*** Opening Record set ***

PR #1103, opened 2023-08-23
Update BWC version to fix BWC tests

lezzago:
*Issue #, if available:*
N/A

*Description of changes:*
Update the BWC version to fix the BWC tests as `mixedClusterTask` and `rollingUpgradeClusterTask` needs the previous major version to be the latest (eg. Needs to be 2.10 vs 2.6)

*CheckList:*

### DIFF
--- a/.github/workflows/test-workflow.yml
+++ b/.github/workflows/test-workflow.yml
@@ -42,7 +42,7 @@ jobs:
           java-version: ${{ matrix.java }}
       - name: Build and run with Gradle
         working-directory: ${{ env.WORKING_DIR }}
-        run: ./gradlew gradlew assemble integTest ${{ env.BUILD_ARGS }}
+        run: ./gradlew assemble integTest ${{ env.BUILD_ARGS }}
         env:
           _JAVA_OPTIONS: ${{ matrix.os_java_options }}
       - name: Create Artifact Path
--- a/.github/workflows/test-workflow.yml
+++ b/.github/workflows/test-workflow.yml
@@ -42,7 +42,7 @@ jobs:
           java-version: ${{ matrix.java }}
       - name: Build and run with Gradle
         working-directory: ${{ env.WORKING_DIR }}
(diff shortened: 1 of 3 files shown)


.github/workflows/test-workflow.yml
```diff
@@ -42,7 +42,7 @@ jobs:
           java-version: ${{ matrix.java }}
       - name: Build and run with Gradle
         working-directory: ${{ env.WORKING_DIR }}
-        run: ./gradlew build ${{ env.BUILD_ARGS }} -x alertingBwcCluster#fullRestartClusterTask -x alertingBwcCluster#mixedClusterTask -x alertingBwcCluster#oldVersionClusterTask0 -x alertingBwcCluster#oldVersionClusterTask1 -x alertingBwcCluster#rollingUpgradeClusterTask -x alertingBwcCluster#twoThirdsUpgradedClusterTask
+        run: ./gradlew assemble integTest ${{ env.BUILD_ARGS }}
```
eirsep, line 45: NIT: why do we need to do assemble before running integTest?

*** Closing Record set ***
*** Opening Record set ***

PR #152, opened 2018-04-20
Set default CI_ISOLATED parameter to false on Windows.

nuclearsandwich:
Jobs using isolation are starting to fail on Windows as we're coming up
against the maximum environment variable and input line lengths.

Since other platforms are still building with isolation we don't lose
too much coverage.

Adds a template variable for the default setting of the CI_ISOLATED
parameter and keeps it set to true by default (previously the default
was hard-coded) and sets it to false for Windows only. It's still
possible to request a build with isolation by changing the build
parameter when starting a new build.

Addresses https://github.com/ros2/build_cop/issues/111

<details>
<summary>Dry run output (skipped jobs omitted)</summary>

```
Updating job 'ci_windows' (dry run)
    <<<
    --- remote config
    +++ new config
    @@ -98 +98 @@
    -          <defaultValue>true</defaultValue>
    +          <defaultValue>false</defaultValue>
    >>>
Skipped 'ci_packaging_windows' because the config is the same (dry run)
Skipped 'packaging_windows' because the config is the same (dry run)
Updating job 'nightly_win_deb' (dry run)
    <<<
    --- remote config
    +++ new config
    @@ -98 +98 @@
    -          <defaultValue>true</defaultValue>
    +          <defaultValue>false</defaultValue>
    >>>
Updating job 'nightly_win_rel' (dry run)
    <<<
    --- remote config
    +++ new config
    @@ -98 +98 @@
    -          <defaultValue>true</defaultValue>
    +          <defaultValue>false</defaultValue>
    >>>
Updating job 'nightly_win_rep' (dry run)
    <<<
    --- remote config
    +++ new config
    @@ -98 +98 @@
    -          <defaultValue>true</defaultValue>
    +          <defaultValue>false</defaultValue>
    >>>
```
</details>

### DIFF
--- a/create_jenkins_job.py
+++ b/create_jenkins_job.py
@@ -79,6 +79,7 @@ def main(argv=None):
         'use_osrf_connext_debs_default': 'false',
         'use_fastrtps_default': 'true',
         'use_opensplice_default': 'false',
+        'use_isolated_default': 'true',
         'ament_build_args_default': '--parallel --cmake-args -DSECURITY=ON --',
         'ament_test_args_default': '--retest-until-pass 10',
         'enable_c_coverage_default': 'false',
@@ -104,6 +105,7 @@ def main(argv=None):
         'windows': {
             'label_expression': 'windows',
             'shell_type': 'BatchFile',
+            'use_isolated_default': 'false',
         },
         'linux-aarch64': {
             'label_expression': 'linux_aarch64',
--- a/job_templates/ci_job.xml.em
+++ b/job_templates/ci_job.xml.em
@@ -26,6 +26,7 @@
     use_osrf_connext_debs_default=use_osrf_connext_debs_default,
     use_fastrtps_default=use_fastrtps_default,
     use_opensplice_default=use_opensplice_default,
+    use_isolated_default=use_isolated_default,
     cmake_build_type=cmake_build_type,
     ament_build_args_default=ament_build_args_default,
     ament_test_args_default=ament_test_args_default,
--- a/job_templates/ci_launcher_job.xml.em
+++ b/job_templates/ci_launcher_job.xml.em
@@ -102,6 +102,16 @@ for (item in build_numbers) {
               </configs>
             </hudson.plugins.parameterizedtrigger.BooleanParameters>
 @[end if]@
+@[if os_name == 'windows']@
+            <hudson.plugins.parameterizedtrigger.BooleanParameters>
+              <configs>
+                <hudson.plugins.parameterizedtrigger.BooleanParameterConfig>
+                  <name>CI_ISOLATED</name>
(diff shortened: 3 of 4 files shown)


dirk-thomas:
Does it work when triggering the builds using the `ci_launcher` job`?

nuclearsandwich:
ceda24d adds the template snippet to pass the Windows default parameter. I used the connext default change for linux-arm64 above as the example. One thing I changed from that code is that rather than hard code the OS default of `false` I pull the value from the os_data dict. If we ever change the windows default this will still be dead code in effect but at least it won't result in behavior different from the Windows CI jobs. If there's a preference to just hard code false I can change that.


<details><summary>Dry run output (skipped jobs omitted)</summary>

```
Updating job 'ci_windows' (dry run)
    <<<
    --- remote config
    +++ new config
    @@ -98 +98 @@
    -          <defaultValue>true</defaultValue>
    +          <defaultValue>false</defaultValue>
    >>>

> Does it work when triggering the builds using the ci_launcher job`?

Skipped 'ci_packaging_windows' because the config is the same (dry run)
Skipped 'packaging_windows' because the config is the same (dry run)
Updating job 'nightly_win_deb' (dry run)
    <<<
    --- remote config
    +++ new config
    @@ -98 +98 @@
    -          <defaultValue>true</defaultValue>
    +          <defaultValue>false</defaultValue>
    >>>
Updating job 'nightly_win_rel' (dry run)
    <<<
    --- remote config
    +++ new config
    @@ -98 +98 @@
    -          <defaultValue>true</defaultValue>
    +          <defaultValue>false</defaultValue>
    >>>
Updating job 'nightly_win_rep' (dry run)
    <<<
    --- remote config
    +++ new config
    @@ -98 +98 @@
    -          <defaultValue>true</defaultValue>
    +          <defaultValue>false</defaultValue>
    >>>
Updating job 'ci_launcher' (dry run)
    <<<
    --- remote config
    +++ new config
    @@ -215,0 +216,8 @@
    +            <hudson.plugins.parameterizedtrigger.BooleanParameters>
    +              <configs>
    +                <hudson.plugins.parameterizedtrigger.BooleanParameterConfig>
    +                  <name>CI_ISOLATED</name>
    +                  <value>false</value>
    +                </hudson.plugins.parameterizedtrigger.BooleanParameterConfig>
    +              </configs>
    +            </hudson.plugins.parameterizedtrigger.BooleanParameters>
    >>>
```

*** Closing Record set ***
*** Opening Record set ***

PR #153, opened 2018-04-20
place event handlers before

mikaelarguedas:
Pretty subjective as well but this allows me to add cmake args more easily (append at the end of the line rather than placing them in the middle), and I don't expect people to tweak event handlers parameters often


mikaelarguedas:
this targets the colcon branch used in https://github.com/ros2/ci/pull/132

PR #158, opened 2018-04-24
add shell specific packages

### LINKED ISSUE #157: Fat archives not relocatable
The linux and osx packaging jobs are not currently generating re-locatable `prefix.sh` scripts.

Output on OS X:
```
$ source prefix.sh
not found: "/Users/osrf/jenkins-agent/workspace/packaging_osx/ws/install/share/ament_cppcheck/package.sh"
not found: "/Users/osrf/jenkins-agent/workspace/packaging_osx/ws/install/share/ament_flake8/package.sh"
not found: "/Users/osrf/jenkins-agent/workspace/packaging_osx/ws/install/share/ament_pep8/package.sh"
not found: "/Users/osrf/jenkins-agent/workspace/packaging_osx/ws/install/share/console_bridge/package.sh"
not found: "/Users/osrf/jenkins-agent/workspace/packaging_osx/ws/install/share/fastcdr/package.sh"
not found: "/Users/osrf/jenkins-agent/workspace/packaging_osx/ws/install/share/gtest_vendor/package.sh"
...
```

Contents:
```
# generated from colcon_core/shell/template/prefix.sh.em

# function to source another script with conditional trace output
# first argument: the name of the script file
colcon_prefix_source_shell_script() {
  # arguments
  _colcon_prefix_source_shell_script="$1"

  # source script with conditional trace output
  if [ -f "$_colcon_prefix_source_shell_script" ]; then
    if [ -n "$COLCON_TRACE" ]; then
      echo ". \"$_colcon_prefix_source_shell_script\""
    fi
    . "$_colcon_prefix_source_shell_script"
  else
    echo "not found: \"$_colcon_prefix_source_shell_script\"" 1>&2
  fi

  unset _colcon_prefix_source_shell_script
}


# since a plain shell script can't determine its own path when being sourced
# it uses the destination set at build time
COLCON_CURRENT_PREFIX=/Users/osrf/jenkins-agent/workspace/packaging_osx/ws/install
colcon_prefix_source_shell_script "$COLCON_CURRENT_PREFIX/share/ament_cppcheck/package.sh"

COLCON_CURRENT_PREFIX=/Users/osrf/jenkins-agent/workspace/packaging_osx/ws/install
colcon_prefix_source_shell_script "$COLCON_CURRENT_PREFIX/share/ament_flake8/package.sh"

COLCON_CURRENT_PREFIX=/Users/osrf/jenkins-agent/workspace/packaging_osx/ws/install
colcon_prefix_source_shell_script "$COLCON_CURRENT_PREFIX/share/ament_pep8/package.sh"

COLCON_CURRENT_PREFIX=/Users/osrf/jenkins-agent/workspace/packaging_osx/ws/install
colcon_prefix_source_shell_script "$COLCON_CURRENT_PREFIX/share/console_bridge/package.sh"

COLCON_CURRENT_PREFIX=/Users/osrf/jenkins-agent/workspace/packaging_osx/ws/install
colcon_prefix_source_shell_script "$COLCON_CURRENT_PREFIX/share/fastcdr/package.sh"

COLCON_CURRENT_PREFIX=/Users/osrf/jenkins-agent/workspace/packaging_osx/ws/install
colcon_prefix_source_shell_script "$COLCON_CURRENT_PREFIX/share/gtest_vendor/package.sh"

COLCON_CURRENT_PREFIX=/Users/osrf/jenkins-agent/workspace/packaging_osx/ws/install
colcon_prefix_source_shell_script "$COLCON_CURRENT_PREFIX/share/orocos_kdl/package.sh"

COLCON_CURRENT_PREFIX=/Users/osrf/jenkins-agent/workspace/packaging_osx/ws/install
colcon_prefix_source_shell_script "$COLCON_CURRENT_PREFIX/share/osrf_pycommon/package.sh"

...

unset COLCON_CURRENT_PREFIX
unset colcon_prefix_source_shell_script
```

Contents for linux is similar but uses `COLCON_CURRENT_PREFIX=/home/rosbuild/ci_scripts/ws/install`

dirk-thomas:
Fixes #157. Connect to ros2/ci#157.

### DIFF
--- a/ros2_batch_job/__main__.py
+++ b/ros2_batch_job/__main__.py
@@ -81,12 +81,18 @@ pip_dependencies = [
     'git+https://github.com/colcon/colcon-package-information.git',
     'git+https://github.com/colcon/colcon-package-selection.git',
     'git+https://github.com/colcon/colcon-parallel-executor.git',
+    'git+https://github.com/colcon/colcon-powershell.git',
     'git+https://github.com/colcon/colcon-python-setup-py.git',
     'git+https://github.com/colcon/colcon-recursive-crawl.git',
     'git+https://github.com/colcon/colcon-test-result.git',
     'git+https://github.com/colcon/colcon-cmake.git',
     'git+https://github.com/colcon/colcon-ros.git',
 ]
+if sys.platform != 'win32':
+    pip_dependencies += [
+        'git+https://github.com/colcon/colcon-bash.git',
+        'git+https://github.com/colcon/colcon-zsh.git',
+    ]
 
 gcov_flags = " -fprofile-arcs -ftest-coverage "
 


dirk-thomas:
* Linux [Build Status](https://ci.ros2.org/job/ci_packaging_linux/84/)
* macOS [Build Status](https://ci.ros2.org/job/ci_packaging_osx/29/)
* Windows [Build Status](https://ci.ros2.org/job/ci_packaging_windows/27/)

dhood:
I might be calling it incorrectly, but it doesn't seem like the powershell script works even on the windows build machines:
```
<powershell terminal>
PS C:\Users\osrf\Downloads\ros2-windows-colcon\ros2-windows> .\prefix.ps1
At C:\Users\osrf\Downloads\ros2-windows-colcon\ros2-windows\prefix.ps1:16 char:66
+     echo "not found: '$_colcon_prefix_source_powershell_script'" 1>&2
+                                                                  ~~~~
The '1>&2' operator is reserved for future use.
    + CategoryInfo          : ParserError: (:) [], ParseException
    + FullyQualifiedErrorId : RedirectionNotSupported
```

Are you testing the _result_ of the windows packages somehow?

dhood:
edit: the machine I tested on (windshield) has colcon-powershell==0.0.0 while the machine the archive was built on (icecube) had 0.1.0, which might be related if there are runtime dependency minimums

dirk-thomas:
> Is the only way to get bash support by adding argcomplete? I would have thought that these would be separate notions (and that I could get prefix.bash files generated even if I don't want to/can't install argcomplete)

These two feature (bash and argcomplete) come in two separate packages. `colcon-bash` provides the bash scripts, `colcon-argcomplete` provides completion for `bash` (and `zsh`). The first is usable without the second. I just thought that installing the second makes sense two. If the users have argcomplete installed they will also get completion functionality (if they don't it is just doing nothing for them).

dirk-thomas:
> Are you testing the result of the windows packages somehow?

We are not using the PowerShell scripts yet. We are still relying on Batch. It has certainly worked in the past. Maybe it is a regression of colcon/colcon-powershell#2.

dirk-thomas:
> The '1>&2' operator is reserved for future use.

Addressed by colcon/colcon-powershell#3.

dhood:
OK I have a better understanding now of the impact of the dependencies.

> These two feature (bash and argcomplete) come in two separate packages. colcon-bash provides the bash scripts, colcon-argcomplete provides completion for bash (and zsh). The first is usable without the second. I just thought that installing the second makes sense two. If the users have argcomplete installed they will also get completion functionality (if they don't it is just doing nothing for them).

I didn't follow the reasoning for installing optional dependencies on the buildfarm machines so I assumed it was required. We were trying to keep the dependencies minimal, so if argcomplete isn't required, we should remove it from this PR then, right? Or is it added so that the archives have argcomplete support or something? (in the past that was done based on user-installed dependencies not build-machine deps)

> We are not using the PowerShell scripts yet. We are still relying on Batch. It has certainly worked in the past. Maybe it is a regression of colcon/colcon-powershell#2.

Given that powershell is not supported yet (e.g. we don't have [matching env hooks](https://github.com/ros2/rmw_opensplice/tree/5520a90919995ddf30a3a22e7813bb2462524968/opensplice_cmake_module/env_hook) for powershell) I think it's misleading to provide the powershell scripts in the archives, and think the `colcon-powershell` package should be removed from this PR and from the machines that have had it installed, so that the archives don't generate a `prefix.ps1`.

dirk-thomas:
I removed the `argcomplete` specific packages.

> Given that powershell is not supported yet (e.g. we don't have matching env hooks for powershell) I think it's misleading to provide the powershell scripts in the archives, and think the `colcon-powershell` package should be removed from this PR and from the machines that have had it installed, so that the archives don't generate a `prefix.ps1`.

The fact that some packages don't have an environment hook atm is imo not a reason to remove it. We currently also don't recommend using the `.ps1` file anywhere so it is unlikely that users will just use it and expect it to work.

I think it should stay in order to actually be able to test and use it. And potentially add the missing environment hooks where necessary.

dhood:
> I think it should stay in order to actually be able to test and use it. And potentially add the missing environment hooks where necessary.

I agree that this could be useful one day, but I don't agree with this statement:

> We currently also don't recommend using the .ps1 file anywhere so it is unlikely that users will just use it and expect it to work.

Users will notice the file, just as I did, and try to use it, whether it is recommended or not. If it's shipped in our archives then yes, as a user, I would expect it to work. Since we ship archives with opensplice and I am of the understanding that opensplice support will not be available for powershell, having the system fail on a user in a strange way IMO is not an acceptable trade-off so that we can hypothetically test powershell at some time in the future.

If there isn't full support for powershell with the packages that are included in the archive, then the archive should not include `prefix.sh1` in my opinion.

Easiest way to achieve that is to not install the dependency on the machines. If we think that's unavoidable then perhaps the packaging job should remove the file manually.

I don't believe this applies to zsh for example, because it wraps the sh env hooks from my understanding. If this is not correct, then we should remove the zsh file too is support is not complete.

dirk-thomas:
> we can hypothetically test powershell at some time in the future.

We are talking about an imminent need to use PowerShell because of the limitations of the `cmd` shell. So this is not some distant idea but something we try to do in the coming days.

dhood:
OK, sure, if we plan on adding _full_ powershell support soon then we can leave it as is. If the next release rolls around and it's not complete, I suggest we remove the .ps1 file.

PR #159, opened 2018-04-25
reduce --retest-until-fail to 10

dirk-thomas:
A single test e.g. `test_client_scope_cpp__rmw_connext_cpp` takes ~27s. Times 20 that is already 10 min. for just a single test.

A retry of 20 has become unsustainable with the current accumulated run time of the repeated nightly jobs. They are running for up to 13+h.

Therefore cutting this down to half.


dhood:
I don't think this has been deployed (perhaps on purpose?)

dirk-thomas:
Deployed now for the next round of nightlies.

*** Closing Record set ***

■ Work order ■
Which lines contain "used"? Copy each of them from the listing.

■ Task response ■
ceda24d adds the template snippet to pass the Windows default parameter. I used the connext default change for linux-arm64 above as the example. One thing I changed from that code is that rather than hard code the OS default of `false` I pull the value from the os_data dict. If we ever change the windows default this will still be dead code in effect but at least it won't result in behavior different from the Windows CI jobs. If there's a preference to just hard code false I can change that.
this targets the colcon branch used in https://github.com/ros2/ci/pull/132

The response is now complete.